As a constituency, Philadelphia-area Jews are historically Democratic and relatively small (Jews statewide represent just 2.3 percent of the Keystone State population), but they’ve proven occasionally receptive to Republicans and have the power to tilt a close race. McCain dispatched his best friend, Orthodox Democratic Senator Joe Lieberman, on a synagogue tour of Southeastern Pennsylvania, and ran ads in Jewish newspapers. Still, polling stubbornly suggested Jews were going for Barack Obama. By the time someone hit SEND on an e-mail letter that would appear in the in-boxes of 75,000 Pennsylvania voters, a desperate situation had grown more desperate still.
 
The letter, paid for by the state Republican Party, was, putting it mildly, decidedly unoptimistic about an Obama presidency. “In the 5,769 years of our people, there has never been a more important time for us to take proactive measures in order to stop a second Holocaust,” it began, adding that Israel faced “immeasurable threats” from its neighbors, especially Iran. “We did not write this letter to scare you,” the letter’s writers continued, and then promptly did, describing Barack Obama as an advocate of voter-registration fraud, a terrorist associate, and a person who sympathized with agents of radical Islam. “Jewish Americans cannot afford to make the wrong decision.  … Many of our ancestors ignored the warning signs in the 1930s and 1940s and made a tragic mistake.
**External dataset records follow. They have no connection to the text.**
PR #2728, opened 2017-05-02
Join warnings

hadley:
The main purpose of this PR is to switch from an error to a warning when the attributes don't match.  I also used this as an opportunity to pull down the join variable names so that we can start to make better warnings and errors.

### DIFF
--- a/src/join.cpp
+++ b/src/join.cpp
@@ -33,6 +33,31 @@ int count_attributes(SEXP x) {
   return n;
 }
 
+void warn_bad_var(const SymbolString& var_left, const SymbolString var_right,
+                  std::string message, bool warn = true) {
+  if (!warn)
+    return;
+
+  if (var_left == var_right) {
+    std::string var_utf8 = var_left.get_utf8_cstring();
+    Rf_warningcall(R_NilValue,
+      "Variable `%s` %s",
+      var_utf8.c_str(),
+      message.c_str()
+    );
+  } else {
+    std::string left_utf8 = var_left.get_utf8_cstring();
+    std::string right_utf8 = var_right.get_utf8_cstring();
+    Rf_warningcall(R_NilValue,
+      "Variable `%s`/`%s` %s",
+      left_utf8.c_str(),
+      right_utf8.c_str(),
+      message.c_str()
+    );
+  }
+
+}
+
 SEXP grab_attribute(SEXP name, SEXP x) {
   while (!Rf_isNull(x)) {
     if (TAG(x) == name) return CAR(x);
@@ -51,8 +76,10 @@ void check_attribute_compatibility(SEXP left, SEXP right, const SymbolString& na
     return;
   }
 
-  if (n_left != n_right)
-    stop("attributes of different sizes");
+  if (n_left != n_right) {
+    warn_bad_var(name_left, name_right, "has different attributes on RHS and LHS of join");
+    return;
+  }
 
   List list_left(n_left), list_right(n_left);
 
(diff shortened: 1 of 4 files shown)


src/join.cpp
```diff
@@ -51,8 +76,10 @@ void check_attribute_compatibility(SEXP left, SEXP right) {
     return;
   }
 
-  if (n_left != n_right)
-    stop("attributes of different sizes");
+  if (n_left != n_right) {
```
krlmlr: I think we should extract a function and just write `if (attributes_different(left, right)) warn_bad_var(...);` .

hadley: Yeah, and it's probably better to do that at the R level and use `all.equal()`.  Something like this:

```R
attributes_equal <- function(x, y) {
  attr_x <- attributes(x)
  attr_x <- attr_x[sort(names(attr_x))]
  
  attr_y <- attributes(y)
  attr_y <- attr_y[sort(names(attr_y))]
  
  isTRUE(all.equal(attr_x, attr_y)
}
```

src/join.cpp
```diff
@@ -33,6 +33,31 @@ int count_attributes(SEXP x) {
   return n;
 }
 
+void warn_bad_var(const SymbolString& var_left, const SymbolString var_right,
```
hadley: Ooops, thanks.

src/join.cpp
```diff
@@ -21,54 +21,42 @@ inline bool is_bare_vector(SEXP x) {
...
-      list_left[i]  = CAR(p_left);
-      list_right[i] = grab_attribute(name, att_right);
-    }
-    p_left = CDR(p_left);
-  }
-  RObject test = Language("all.equal", list_left, list_right).fast_eval();
-  if (!is<bool>(test) || !as<bool>(test)) {
-    stop("attributes are different");
+  // Otherwise rely on R function based on all.equal
+  static Function attr_equal = Function("attr_equal", Environment::namespace_env("dplyr"));
```
hadley: I think this is a more accurate approach than previously which would fail with an error if there was an attribute on the LHS but not the RHS. @krlmlr what do you think?

src/join.cpp
```diff
@@ -21,54 +21,42 @@ inline bool is_bare_vector(SEXP x) {
...
+    Rf_warningcall(R_NilValue,
+      "Variable `%s` %s",
+      var_utf8.c_str(),
+      message.c_str()
+    );
+  } else {
+    std::string left_utf8 = var_left.get_utf8_cstring();
+    std::string right_utf8 = var_right.get_utf8_cstring();
+    Rf_warningcall(R_NilValue,
+      "Variable `%s`/`%s` %s",
```
krlmlr: Didn't we use ``"Column `xxx`"`` in error messages?

src/join.cpp
krlmlr: Yes, the R code looks much cleaner, too. The one-time call into R should't be too much of an issue performance-wise.

tests/testthat/test-joins.r
```diff
@@ -830,3 +830,17 @@ test_that("join accepts tz attributes (#2643)", {
...
 })
+
+test_that("join takes LHS with warning if attributes inconsistent", {
+  df1 <- tibble(a = 1:2, b = 2:1)
+  df2 <- tibble(
+    a = structure(1:2, foo = "bar"),
+    c = 2:1
+  )
+
+  expect_warning(out1 <- left_join(df1, df2, by = "a"), "different attributes")
```
krlmlr: Do you want to check the precise wording here? Worked well for the error messages.

PR #2737, opened 2017-05-03
Fix typo in wrap_dbplyr_obj

ianmcook:
I believe the expression for `dplyr_call` should use `dplyr_sym` not `dbplyr_sym`.


hadley:
Oops, yes, thanks!

PR #2741, opened 2017-05-04
Fix join warnings

### LINKED ISSUE #2733: New Column class
From #2728 — should encapsulate a column + its name to reduce the size of argument lists.

### LINKED ISSUE #2739: Eliminate duplicate warning on joins
```R
df1 <- tibble(a = 1:2)
df2 <- tibble(
  b = structure(1:2, foo = "bar"),
)

out <- left_join(df1, df2, by = c("a" = "b"))
#> Warning messages:
#> 1: Column `b`/`a` has different attributes on LHS and RHS of join 
#> 2: Column `a`/`b` has different attributes on LHS and RHS of join 
```

@krlmlr could you take a look at this? I'm not familiar enough with the join code to figure out what's happening, but it looks like `DualVector` is constructed twice, once with left and right flipped.

krlmlr:
- New `Column` class
- Remove duplicate warnings
- Warn about inconsistencies in semi- and anti-joins
- Reverse order of column names in warnings for left join

Closes #2733. Fixes #2739.

### DIFF
--- a/src/join_exports.cpp
+++ b/src/join_exports.cpp
@@ -30,7 +30,7 @@ DataFrame subset_join(DataFrame x, DataFrame y,
   }
 
   // first the joined columns
-  DataFrameJoinVisitors join_visitors(x, y, SymbolVector(by_x), SymbolVector(by_y), false, false);
+  DataFrameJoinVisitors join_visitors(x, y, SymbolVector(by_x), SymbolVector(by_y), true, false);
   int n_join_visitors = join_visitors.size();
 
   // then columns from x but not y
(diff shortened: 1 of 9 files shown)


src/join_exports.cpp
```diff
@@ -30,7 +30,7 @@ DataFrame subset_join(DataFrame x, DataFrame y,
   }
 
   // first the joined columns
-  DataFrameJoinVisitors join_visitors(x, y, SymbolVector(by_x), SymbolVector(by_y), false, false);
+  DataFrameJoinVisitors join_visitors(x, y, SymbolVector(by_x), SymbolVector(by_y), true, false);
```
krlmlr: @hadley. We're now warning only from here, used to warn from the individual join functions below (with flipped col names for left join), and from both constructors for the new warnings you added.

PR #2746, opened 2017-05-06
Wrap ptrdiff_t instead of R_xlen_t

### LINKED ISSUE #2736: Fix wrapping of R_xlen_t
The current implementation causes problems on Win32 (https://github.com/krlmlr/dplyr/commit/3c5c203bd8b31c79261073cebecf5fdab0458dcb#commitcomment-21990414):

```r
Rcpp::sourceCpp(code = '
#include <Rcpp.h>

namespace Rcpp {

template <>
inline SEXP wrap(const R_xlen_t& x) {
  if (x < -2147483647 || x > 2147483647) {
    return Rf_ScalarReal(static_cast<double>(x));
  }
  else {
    return Rf_ScalarInteger(static_cast<int>(x));
  }
}

}

// [[Rcpp::export]]
SEXP test() {
  Rcpp::Function passthrough("passthrough");
  return passthrough(NA_INTEGER);
}

/*** R

passthrough <- function(...) list(...)
test()

*/

'
)
```

krlmlr:
because `R_xlen_t` is typedef'd to `int`, and our wrapper then takes precedence for *all* `int` values.

Fixes #2736.

### DIFF
--- a/inst/include/dplyr/workarounds/xlen.h
+++ b/inst/include/dplyr/workarounds/xlen.h
@@ -5,7 +5,7 @@ namespace Rcpp {
 
 template <>
 inline SEXP wrap(const ptrdiff_t& x) {
-  if (x < -R_SHORT_LEN_MAX || x > R_SHORT_LEN_MAX) {
+  if (x < -R_LEN_T_MAX || x > R_LEN_T_MAX) {
     return Rf_ScalarReal(static_cast<double>(x));
   }
   else {
--- a/inst/include/dplyr/workarounds/xlen.h
+++ b/inst/include/dplyr/workarounds/xlen.h
@@ -1,11 +1,13 @@
 #ifndef DPLYR_WORKAROUND_XLEN_H
 #define DPLYR_WORKAROUND_XLEN_H
 
+#ifdef LONG_VECTOR_SUPPORT
+
 namespace Rcpp {
 
 template <>
-inline SEXP wrap(const ptrdiff_t& x) {
-  if (x < -R_LEN_T_MAX || x > R_LEN_T_MAX) {
+inline SEXP wrap(const R_xlen_t& x) {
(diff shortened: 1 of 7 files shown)


inst/include/dplyr/workarounds/xlen.h
```diff
@@ -4,7 +4,7 @@
 namespace Rcpp {
 
 template <>
-inline SEXP wrap(const R_xlen_t& x) {
+inline SEXP wrap(const ptrdiff_t& x) {
   if (x < -2147483647 || x > 2147483647) {
```
lionel-: Should we use `R_SHORT_LEN_MAX` instead of hard-coded numbers?

Should the negative side be `-(R_SHORT_LEN_MAX + 1)` so that we wrap missing values as well on platforms where `INT_MIN` (the missing value) is exactly `2^31`?

lionel-: perhaps worth it to add a couple of unit tests to check the type of wrapped values and if NAs are still wrapped correctly.

krlmlr: NAs aren't supposed to be wrapped; this is for wrapping a length of a vector for creating error messages.

krlmlr:
Using named constant, added unit tests.

src/test.cpp
```diff
@@ -104,3 +104,15 @@ List test_matches() {
       )
     );
 }
+
+// [[Rcpp::export]]
+LogicalVector test_length_wrap() {
+  R_xlen_t small = R_SHORT_LEN_MAX / 2;
+  R_xlen_t large = (R_xlen_t)(R_SHORT_LEN_MAX * 2.0);
```
lionel-: I'd just add `R_xlen_t missing = INT_MIN`, otherwise looks good!

PR #2771, opened 2017-05-12
Support unquoting in mutate()

lionel-:


src/mutate.cpp
```diff
@@ -96,7 +96,8 @@ SEXP mutate_not_grouped(DataFrame df, const QuosureList& dots) {
       accumulator.rm(name);
       continue;
     } else {
-      stop("cannot handle");
+      // Unquoted values
+      variable = call;
```
krlmlr: Do we need to change anything for grouped `mutate()`?

krlmlr: Is there a way we can further discriminate between the intended case and possible misuse?

tests/testthat/test-mutate.r
```diff
@@ -706,6 +706,11 @@ test_that("mutate() names pronouns correctly (#2686)", {
   expect_named(mutate(tibble(x = 1), .data[["x"]]), "x")
 })
 
+test_that("mutate() supports unquoted values", {
+  expect_identical(mutate(tibble(x = 1), x = !! 2 * 3), tibble(x = 6))
```
krlmlr: Can you please test `y <- quote(x)`; mutate(..., x = y + 2)` or something related?

tests/testthat/test-summarise.r
```diff
@@ -952,3 +952,7 @@ test_that("can refer to previously summarised symbols", {
   expect_identical(summarise(group_by(mtcars, cyl), x = 1, z = x)[2:3], tibble(x = c(1, 1, 1), z = x))
   expect_identical(summarise(group_by(mtcars, cyl), x = n(), z = x)[2:3], tibble(x = c(11L, 7L, 14L), z = x))
 })
+
+test_that("summarise() supports unquoted values", {
+  expect_identical(summarise(mtcars, x = !! 1 + 2), data.frame(x = 3))
```
krlmlr: Same here.

tests/testthat/test-mutate.r
lionel-: hmm but that's not linked to unquoting. Do you mean `x = !! y + 2`? this would trigger a R error outside of mutate, when the quosures are captured.

src/mutate.cpp
lionel-: oh good point, I always forget to check for grouped cases.

About misuses, I added a test where we unquote an environment. Type checking seems to be performed at a later stage.

tests/testthat/test-mutate.r
krlmlr: What's the syntax of treating `y` as a variable name in the input again?

lionel-: that would be `!! quote(y + 2)` (or possibly with `quo()` if referring to contextual variables). But this creates quosures that are identical to the normal case. This is already plenty covered by the tests but I can add another just to be sure ;)

krlmlr: IIUC this is handled in another layer; in that case it's fine to test the simple cases here.

lionel-:
@krlmlr @hadley 

It's not clear what semantics we should have for unquoted values in grouped mutate and summarise.

I think it would probably make sense to require a vector as long as the final dataset, e.g. nrows for mutate and ngroups for summarise.

lionel-:
The rule is now that unquoted values are directly assigned to columns (whereas expressions are evaluated once per group). This makes sense because otherwise we could only unquote values when the groups have the same size.

@krlmlr I have improved type checking in `summarise()` in the last commits. Before this, the following would return an error about output size (as `Rf_length()` is defined over all containers, including envs):

```r
summarise(df, out = env(a = 1))
```

src/mutate.cpp
```diff
@@ -52,6 +52,14 @@ void check_not_groups(const QuosureList& quosures, const GroupedDataFrame& gdf)
   }
 }
 
+static
+SEXP validate_unquoted_value(SEXP value, int nrows, SymbolString& name) {
+  if (is_vector(value))
+    check_length(Rf_length(value), nrows, "the tibble size", name);
```
krlmlr: I remember we were using `"the number of rows"` elsewhere. Has this changed?

src/summarise.cpp
```diff
@@ -11,12 +11,27 @@
...
 #include <dplyr/NamedListAccumulator.h>
 #include <dplyr/Groups.h>
 
 using namespace Rcpp;
 using namespace dplyr;
 
+static
+SEXP validate_unquoted_value(SEXP value, int nrows, const SymbolString& name) {
+  int n = Rf_length(value);
+  check_length(n, nrows, "the summarised tibble size", name);
```
krlmlr: Same.

lionel-: The issue is that "the number of rows" seems too vague, and "the number of rows of the summarised tibble" seems too long.

is "the number of summary rows" accurate?

krlmlr: I remember using `"the number of groups"` in a similar context.

lionel-: oh of course

R/manip.r
```diff
@@ -162,6 +162,20 @@ slice_ <- function(.data, ..., .dots = list()) {
...
+#'
+#'
+#' # summarise() supports quasiquotation. You can unquote expressions:
+#' var <- quo(mean(cyl))
+#' summarise(mtcars, !! var)
+#'
+#' # Or values:
+#' summarise(mtcars, !! 10)
+#'
+#' # For grouped tibbles, unquoted values are handled a bit
```
hadley: Let's remove the value unquoting examples.

PR #2778, opened 2017-05-15
Remove `vars` attribute when empty

### LINKED ISSUE #2772: Dev Version of Filter adds a vars attribute
The new version of `filter` in dplyr (0.5.0.9004) adds a `vars` attribute that is new (does not show in dplyr 0.5.0).  This is causing some tests to fail when using `expect_identical()` because attributes have changed.

Expected behavior is to not have the `vars` attribute

In my tests, the attribute seems always to be `character(0)`, which suggests to me that it is unintentional.  I have struck out finding where it is coming from, though.

```r
## Using CRAN Version - expected and desired behavior
suppressMessages(library(dplyr))                          
packageVersion('dplyr')                                   
#> [1] '0.5.0'
data_frame(id=c(1,2,3)) %>% filter(id==1) %>% attributes()
#> $class
#> 
#> $row.names
#> [1] 1
#> 
#> $names
#> [1] "id"

## Using devtools::install_github('tidyverse/dplyr')
suppressMessages(library(dplyr))
packageVersion("dplyr")
#> [1] '0.5.0.9004'
data_frame(id = c(1, 2, 3)) %>% filter(id == 1) %>% attributes()
#> $class
#> 
#> $row.names
#> [1] 1
#> 
#> $names
#> [1] "id"
#> 
#> $vars
#> character(0)
```

lionel-:
Fixes #2772

### DIFF
--- a/src/utils.cpp
+++ b/src/utils.cpp
@@ -147,7 +147,12 @@ SymbolVector get_vars(SEXP x) {
 
 void set_vars(SEXP x, const SymbolVector& vars) {
   static SEXP vars_symbol = Rf_install("vars");
-  Rf_setAttrib(x, vars_symbol, vars.get_vector());
+
+  SEXP vars_sexp = vars.get_vector();
+  if (!Rf_length(vars_sexp))
+    vars_sexp = R_NilValue;
+
+  Rf_setAttrib(x, vars_symbol, vars_sexp);
 }
 
 void copy_vars(SEXP target, SEXP source) {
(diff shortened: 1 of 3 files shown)


src/utils.cpp
```diff
@@ -147,7 +147,12 @@ SymbolVector get_vars(SEXP x) {
 
 void set_vars(SEXP x, const SymbolVector& vars) {
   static SEXP vars_symbol = Rf_install("vars");
-  Rf_setAttrib(x, vars_symbol, vars.get_vector());
+
+  SEXP vars_sexp = vars.get_vector();
```
krlmlr: I'd prefer a new method `get_vector_or_nil()`, this pattern might occur for other verbs, too.

lionel-: A free function `nil_if_empty()` defined on SEXPs would probably be better then.

krlmlr: Yes, a free function could be used elsewhere, too.

PR #2786, opened 2017-05-16
Compatibility fix for deserialized grouped dfs

krlmlr:
for eechidna and perhaps others.

### DIFF
--- a/R/grouped-df.r
+++ b/R/grouped-df.r
@@ -55,12 +55,15 @@ n_groups.grouped_df <- function(x) {
 
 #' @export
 groups.grouped_df <- function(x) {
-  lapply(group_vars(x), as.name)
+  syms(group_vars(x))
 }
 
 #' @export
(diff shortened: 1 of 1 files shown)


R/grouped-df.r
```diff
@@ -55,12 +55,15 @@ n_groups.grouped_df <- function(x) {
...
 groups.grouped_df <- function(x) {
-  lapply(group_vars(x), as.name)
+  syms(group_vars(x))
 }
 
 #' @export
 group_vars.grouped_df <- function(x) {
-  attr(x, "vars")
+  vars <- attr(x, "vars")
+  # Need this for compatibility with existing packages that might
```
lionel-: that might?

Should this issue a warning so that packages converge to the right data structure?

krlmlr: Maybe later, we could add an issue to that effect.

PR #2787, opened 2017-05-16
Handle .data pronoun in rename()

lionel-:


tests/testthat/test-select.r
```diff
@@ -108,6 +108,10 @@ test_that("abort on unknown columns", {
   expect_error(select_vars(letters, c("a", "bar", "foo", "d")), "bar, foo")
 })
 
+test_that("rename() handles data pronoun", {
+  expect_identical(rename(tibble(x = 1), y = .data$x), tibble(y = 1))
```
krlmlr: Just curious: Why is this necessary?

lionel-: That's because it is our official way of avoiding a R CMD check note about unknown global variables.

krlmlr: I see. Does `y = sym("x")` also work?

lionel-: not currently, you'd have to unquote it. We'll have to wait until 0.7 for a tidyeval implementation of rename() :/

The difficulty is that we need to ignore evaluation errors about unbinded symbols when `strict = FALSE`.

hadley: Consistency with the other verbs + avoid R CMD check note

PR #2788, opened 2017-05-16
Handle vars list on the C++ side

lionel-:
Complements https://github.com/tidyverse/dplyr/pull/2786

This fixes the "Cannot handle STRSXP" revdep failure in highcharter.

### DIFF
--- a/src/utils.cpp
+++ b/src/utils.cpp
@@ -148,9 +148,47 @@ bool same_levels(SEXP left, SEXP right) {
   return character_vector_equal(get_levels(left), get_levels(right));
 }
 
+SEXP list_as_chr(SEXP x) {
+  int n = Rf_length(x);
+  CharacterVector chr(n);
+
+  for (int i = 0; i != n; ++i) {
+    SEXP elt = VECTOR_ELT(x, i);
+    switch (TYPEOF(elt)) {
+    case STRSXP:
+      if (Rf_length(chr) == 1) {
+        chr[i] = elt;
+        break;
+      } else {
+        stop("The tibble's `vars` attribute has unexpected contents");
+      }
+    case SYMSXP:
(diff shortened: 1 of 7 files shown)


src/utils.cpp
```diff
@@ -148,9 +148,47 @@ bool same_levels(SEXP left, SEXP right) {
...
+        chr[i] = elt;
+        break;
+      } else {
+        stop("The tibble's `vars` attribute has unexpected contents");
+      }
+    case SYMSXP:
+      chr[i] = PRINTNAME(elt);
+      break;
+    default:
+      stop("The tibble's `vars` attribute has unexpected contents");
```
krlmlr: We could use `continue` to get rid of the duplicated `stop()` call.

src/utils.cpp
```diff
@@ -148,9 +148,47 @@ bool same_levels(SEXP left, SEXP right) {
...
+    }
+  }
+
+  return chr;
+}
+
 SymbolVector get_vars(SEXP x) {
   static SEXP vars_symbol = Rf_install("vars");
-  return SymbolVector(Rf_getAttrib(x, vars_symbol));
+  SEXP vars = Rf_getAttrib(x, vars_symbol);
```
krlmlr: Do we need `RObject` here to protect against GC?

lionel-: not currently, but using `RObject` might make the code more robust to refactoring.

krlmlr: Oh, I see -- even if `list_as_chr()` allocates, we don't care, because we overwrite.

lionel-: I was thinking that we don't care because the next thing we do is to return, but we also pass the object to `SymbolVector()` so we are vulnerable to refactoring in both `get_vars()` and the `SymbolVector()` constructor.

PR #2789, opened 2017-05-16
tbl_df always inherits from tbl

krlmlr:
Fixes tidyverse/tibble#256.

Ideally, `classes_grouped()` and `classes_not_grouped()` should be exported functions and called throughout, maybe later.


krlmlr:
@hadley: We might want to add a safety net to tibble, but the CRAN submission is underway. If we don't, this affects users who create classes that inherit from `tbl_df` but not `tbl`. Please advise.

Let’s not make a similar one this year!”
 
What made the fear-mongering noteworthy was the letter’s three prominent signatories: I. Michael Coslov, a steel magnate and officer in Philadelphia’s Jewish Federation — which advocates for and promotes Jewish causes — who’d donated $25,000 to McCain; real estate developer Mitchell Morgan, who’d hosted a fund-raiser at his Bryn Mawr manse for McCain that hauled in a tidy $1.5 million; and attorney and former Pennsylvania Supreme Court Justice Sandra Schultz Newman.

The letter’s vitriol quickly turned it into news. The New York Times cornered Newman in a brief telephone interview, during which she confirmed she’d helped write it before quickly passing the phone to Bryan Rudnick, a Florida campaign operative whom the state Republican Party subsequently blamed and fired for the mess. At the same time, the Obama campaign, through State Representative Josh Shapiro — tapped to handle Obama’s Jewish outreach in the Philly ’burbs — pounced. Obama campaign surrogates stoked the fire by suggesting Coslov had been speaking tacitly on behalf of the entire Jewish Federation. “The feeling among the Federation was that this was intolerable,” says one Federation leader who doesn’t want to be identified talking about the group’s internal affairs. “It was considered by almost everybody who read it to be anywhere from extremely to utterly inappropriate. But then Obama stirred the pot, insisting that the letter was coming from senior ranks at the Federation. That’s how they played it. There was a lot of hand-wringing.”